Au cours d’une Journée d’étude qui s’est tenue le 14 mai 2024, l’observatoire a notamment mis en avant le cas des mineurs isolés étrangers et des jeunes migrants. Les troubles de la santé mentale qui touchent ces jeunes sont aggravés par une politique d’accueil parfois inadaptée, et la précarité dans laquelle peuvent être plongés ceux qui attendent plusieurs mois la reconnaissance de leur minorité par le juge des enfants, sans solution d’hébergement. Or, pour ce public particulièrement vulnérable, « on peine à trouver des réponses adaptées », déplore Gwen Le Goff.

L’observatoire plaide également pour une intégration des problématiques de santé mentale à tous les niveaux de l’accueil et de l’accompagnement. La formation des intervenants sociaux, en tant qu’acteurs de première ligne, est un enjeu majeur. Mais il faut pour cela qu’ils « aient les conditions de travail pour que ce soit possible ». Le cycle de formation « Prisme – Précarité et santé mentale » à destination des professionnels accompagnant des publics en situation de précarité et proposé par l’observatoire jusqu’en 2026, vise à améliorer l’accompagnement en santé mentale des personnes en situation de précarité.
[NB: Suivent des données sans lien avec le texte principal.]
PR #10938, opened 2025-07-15
Show sender available balance to admins on disbursement new

polypixeldev:
## Summary of the problem

@leowilkin requested to be able to see sender event balance when created a disbursement, which is currently hidden when an admin is signed in.

## Describe your changes

Added the balance below the org select.

image

### DIFF
--- a/app/controllers/disbursements_controller.rb
+++ b/app/controllers/disbursements_controller.rb
@@ -48,7 +48,7 @@ class DisbursementsController < ApplicationController
     user_event_ids = current_user.organizer_positions.reorder(sort_index: :asc).pluck(:event_id)
 
     @allowed_source_events = if admin_signed_in?
-                               Event.select(:name, :id, :demo_mode, :slug).all.reorder(Event::CUSTOM_SORT).includes(:plan)
+                               Event.select(:name, :id, :demo_mode, :slug, :can_front_balance).all.reorder(Event::CUSTOM_SORT).includes(:plan)
                              else
                                current_user.events.not_hidden.filter_demo_mode(false)
                              end.to_enum.with_index.sort_by { |e, i| [user_event_ids.index(e.id) || Float::INFINITY, i] }.map(&:first)
--- a/app/javascript/controllers/organization_select_controller.js
+++ b/app/javascript/controllers/organization_select_controller.js
@@ -10,7 +10,7 @@ export default class extends Controller {
     'wrapper',
     'field',
     'other',
-    'balance'
+    'balance',
   ]
   static values = {
     state: Boolean,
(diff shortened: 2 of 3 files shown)


app/controllers/disbursements_controller.rb
```diff
@@ -48,7 +48,7 @@ def new
     user_event_ids = current_user.organizer_positions.reorder(sort_index: :asc).pluck(:event_id)
 
     @allowed_source_events = if admin_signed_in?
-                               Event.select(:name, :id, :demo_mode, :slug).all.reorder(Event::CUSTOM_SORT).includes(:plan)
+                               Event.select(:name, :id, :demo_mode, :slug, :can_front_balance).all.reorder(Event::CUSTOM_SORT).includes(:plan)
```
davidcornu, line 51: **concern** (non-blocking): I find it odd that we're using a constrained `select` here (as opposed to skipping it or using a `pluck`) as we run the risk of downstream logic being wrong on account of columns not being loaded.

app/views/disbursements/_select_organization.html.erb
```diff
@@ -17,7 +17,7 @@
                     <% disabled_message = nil %>
                     <% disabled_message = "Insufficient balance" if sending && !admin_signed_in? && event.balance_available <= 0 %>
                     <% disabled_message = "HCB transfers disabled" if sending && !policy(event).create_transfer? %>
-                    <div data-id="<%= event.public_id %>" data-slug="<%= event.slug %>" data-name="<%= event.name %>" data-organization-select-target="organization" style="<%= i > 50 ? "display: none" : "" %>" data-index="<%= i %>">
+                    <div data-id="<%= event.public_id %>" data-slug="<%= event.slug %>" data-name="<%= event.name %>" data-organization-select-target="organization" style="<%= i > 50 ? "display: none" : "" %>" data-index="<%= i %>" data-balance="<%= sending && admin_signed_in? ? event.available_balance : 0 %>">
```
davidcornu, line 20: **concern**: If my very limited understanding of `available_balance` is correct and given that we have a lot of `event` records, this will result in _a lot_ of database and memory usage which we might not want to do just to populate a dropdown. 

Might I suggest we instead make use of the `EventsController#async_balance` logic that @YodaLightsabr added to show the balance once an event has been selected?

https://github.com/hackclub/hcb/blob/6e1deab06a36ee580aedc5b5abd8b4ed4a64b7b7/app/controllers/events_controller.rb#L542-L546

https://github.com/hackclub/hcb/blob/80fb00e7a7e8ed7b6ce4f7b16ff213b57136143b/app/views/events/async_balance.html.erb#L1-L7

app/javascript/controllers/organization_select_controller.js
```diff
@@ -128,6 +129,19 @@ export default class extends Controller {
...
+          let usdFormatter = new Intl.NumberFormat('en-US', {
+            style: 'currency',
+            currency: 'USD',
+          })
+
+          let formattedAmount = usdFormatter.format(
+            Number(organization.dataset['balance']) / 100
+          )
+
+          this.balanceTarget.innerText = formattedAmount
```
davidcornu, line 142: **suggestion**: If we're not actually manipulating `organization.dataset['balance']` we might be able to just put the formatted string in `data-balance` and save ourselves this logic.

YodaLightsabr:
Another potential approach is replacing the ID with the async balance that we already show for non-admins. If admins still need to see the ID for an organization, we can move it into a tooltip on the amount field.

polypixeldev:
Good idea - showing the balance in the picker + ID tooltip is what seems more useful, Leo agrees.

polypixeldev:
Created a new PR for the new approach - #11219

Rendre possible le soin pour les personnes exilées passe aussi par la participation des personnes concernées à leur accompagnement. Les personnes exilées sont dotées de connaissances uniques sur la procédure d’asile et le milieu associatif, mais aussi sur l’expérience de l’éloignement de la famille et des difficultés liées à l’arrivée dans un pays étranger. L’Orspere-Samdarra assure des formations et un soutien pour permettre à des personnes exilées d’intervenir en tant que pair aidant, médiateur pair, ou interprète médiateur.

Enfin, au sein de « L’espace », l’Ospere-Samdarra propose depuis 2020 un accueil à destination des personnes migrantes, pour des activités conviviales et des échanges accompagnés par une équipe pluridisciplinaire, comptant notamment des médiateurs ayant une expérience de la migration. Ces derniers jouent un rôle important dans la dé-stigmatisation de la santé mentale et la libération de la parole.

Face à l‘augmentation des besoins de prise en charge sanitaire et sociale des publics vulnérables et à la précarisation croissante des personnes migrantes sur le territoire national, l’Orspere-Samdarra entend poursuivre son action de sensibilisation, de formation des professionnels et de prise en charge des personnes exilées.

 

¹ Blackmore R., Boyle J.A., Fazel M. et al. (2020), « The prevalence of mental illness in refugees and asylum seekers: A systematic review and meta- analysis », PLoS Med, 17(9): e1003337

Histoire de l’Orspere-Samdarra

Basé à Bron (métropole de Lyon), l’Observatoire régional de la souffrance psychique en rapport avec l’exclusion (Orspere) est créé en 1996 par Jean Furtos, psychiatre, et Christian Laval, sociologue. Revendiquée dès sa création, l’interdisciplinarité de l’observatoire est renforcée en 2013 par la fusion avec le Réseau Santé mentale, précarité, demandeurs d’asile et réfugiés en Rhône-Alpes (Samdarra), un centre de ressources destiné aux professionnels et bénévoles de l’accueil, de l’accompagnement et du soin des personnes réfugiées et demandeuses d’asile.

L’Orspere-Samdarra est aujourd’hui hébergé au Centre hospitalier le Vinatier (Bron, métropole de Lyon), et se divise en trois pôles : Recherche, Ressource et Édition.